• Exercise
Please give back word for word the lines of the material below between the line containing "I for see a" and the line containing "someaddons: I don't", inclusive.

• Records for processing
● ● ● ● ● ● ●

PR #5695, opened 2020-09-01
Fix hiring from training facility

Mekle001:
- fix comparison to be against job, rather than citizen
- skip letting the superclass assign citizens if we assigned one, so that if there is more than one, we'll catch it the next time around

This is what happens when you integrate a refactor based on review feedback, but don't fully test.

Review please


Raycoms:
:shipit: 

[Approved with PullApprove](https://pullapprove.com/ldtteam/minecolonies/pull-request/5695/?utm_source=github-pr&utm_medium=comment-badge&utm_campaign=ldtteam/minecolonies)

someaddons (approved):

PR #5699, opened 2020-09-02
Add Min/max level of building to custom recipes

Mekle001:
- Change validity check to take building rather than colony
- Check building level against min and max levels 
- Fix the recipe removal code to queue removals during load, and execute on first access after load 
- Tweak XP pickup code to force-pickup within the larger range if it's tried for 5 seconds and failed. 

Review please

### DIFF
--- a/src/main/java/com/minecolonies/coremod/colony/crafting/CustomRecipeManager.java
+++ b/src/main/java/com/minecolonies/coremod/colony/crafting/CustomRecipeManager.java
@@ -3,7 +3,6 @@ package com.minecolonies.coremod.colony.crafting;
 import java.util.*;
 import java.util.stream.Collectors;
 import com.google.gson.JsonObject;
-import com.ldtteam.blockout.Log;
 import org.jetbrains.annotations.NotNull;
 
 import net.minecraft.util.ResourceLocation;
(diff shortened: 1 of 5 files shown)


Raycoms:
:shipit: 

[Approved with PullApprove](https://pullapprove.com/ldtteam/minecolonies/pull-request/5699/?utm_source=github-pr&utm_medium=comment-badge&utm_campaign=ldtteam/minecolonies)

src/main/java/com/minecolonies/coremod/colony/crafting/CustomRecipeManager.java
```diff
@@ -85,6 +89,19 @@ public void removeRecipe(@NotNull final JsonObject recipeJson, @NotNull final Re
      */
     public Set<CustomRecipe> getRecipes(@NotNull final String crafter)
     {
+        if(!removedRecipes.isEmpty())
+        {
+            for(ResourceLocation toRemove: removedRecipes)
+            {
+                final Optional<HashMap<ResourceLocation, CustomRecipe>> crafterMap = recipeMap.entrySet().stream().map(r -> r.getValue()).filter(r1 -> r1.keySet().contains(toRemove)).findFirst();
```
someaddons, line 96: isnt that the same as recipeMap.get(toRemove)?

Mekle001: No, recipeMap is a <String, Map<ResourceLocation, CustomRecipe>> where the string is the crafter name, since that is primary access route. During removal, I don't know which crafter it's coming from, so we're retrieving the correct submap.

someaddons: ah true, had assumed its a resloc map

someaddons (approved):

● ● ● ● ● ● ●

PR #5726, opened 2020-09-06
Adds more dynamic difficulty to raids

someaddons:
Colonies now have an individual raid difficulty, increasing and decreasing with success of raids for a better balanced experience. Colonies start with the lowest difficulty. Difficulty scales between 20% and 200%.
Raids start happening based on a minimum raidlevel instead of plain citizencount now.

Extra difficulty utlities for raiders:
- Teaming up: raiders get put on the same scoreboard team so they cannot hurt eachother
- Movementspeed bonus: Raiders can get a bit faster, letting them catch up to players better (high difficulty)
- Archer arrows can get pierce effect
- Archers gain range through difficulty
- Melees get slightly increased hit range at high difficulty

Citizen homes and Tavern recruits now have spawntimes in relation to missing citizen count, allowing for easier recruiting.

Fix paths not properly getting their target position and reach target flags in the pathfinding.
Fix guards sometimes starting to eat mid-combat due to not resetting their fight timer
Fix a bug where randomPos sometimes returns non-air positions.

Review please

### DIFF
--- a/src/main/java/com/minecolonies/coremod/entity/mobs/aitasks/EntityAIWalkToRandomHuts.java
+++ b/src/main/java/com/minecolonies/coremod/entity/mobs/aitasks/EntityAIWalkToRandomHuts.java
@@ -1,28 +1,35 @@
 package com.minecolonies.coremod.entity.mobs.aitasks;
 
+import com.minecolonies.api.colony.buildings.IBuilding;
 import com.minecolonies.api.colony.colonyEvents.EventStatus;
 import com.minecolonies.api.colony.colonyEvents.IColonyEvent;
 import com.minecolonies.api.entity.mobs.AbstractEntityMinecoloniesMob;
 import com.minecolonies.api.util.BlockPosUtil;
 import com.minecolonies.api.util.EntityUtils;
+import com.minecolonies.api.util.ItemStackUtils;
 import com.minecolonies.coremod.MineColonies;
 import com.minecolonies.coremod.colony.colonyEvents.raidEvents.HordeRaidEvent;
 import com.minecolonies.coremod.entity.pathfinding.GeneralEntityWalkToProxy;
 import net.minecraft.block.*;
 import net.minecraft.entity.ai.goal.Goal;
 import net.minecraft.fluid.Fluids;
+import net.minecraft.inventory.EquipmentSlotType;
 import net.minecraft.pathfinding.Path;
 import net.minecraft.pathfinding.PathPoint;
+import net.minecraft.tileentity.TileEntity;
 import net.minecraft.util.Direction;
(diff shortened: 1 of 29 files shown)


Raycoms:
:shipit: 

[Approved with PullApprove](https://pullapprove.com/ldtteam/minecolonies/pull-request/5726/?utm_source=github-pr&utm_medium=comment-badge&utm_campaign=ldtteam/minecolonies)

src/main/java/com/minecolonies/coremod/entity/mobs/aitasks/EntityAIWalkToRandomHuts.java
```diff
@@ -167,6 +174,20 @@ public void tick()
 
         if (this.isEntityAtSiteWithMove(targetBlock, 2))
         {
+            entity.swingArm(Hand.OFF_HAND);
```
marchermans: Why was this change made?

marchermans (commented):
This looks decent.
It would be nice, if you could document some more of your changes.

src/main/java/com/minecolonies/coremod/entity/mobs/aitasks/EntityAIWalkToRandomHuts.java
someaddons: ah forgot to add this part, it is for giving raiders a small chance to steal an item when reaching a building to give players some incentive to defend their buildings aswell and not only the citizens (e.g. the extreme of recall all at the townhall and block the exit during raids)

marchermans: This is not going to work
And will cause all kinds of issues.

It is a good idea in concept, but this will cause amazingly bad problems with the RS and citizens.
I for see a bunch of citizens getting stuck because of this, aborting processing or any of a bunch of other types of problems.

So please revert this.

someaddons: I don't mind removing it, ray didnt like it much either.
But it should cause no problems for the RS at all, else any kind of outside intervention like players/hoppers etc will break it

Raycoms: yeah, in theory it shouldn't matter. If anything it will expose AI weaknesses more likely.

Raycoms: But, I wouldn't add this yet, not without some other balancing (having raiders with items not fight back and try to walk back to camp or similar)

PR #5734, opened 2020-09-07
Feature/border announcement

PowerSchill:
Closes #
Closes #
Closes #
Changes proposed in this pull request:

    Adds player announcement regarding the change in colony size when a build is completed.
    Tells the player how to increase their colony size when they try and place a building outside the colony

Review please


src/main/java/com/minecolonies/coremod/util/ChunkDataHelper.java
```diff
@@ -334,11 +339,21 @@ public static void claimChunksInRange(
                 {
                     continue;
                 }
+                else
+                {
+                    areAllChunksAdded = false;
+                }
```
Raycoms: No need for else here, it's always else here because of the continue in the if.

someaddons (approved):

● ● ● ● ● ● ●

• Result of this task
I for see a bunch of citizens getting stuck because of this, aborting processing or any of a bunch of other types of problems.

So please revert this.

someaddons: I don't mind removing it, ray didnt like it much either.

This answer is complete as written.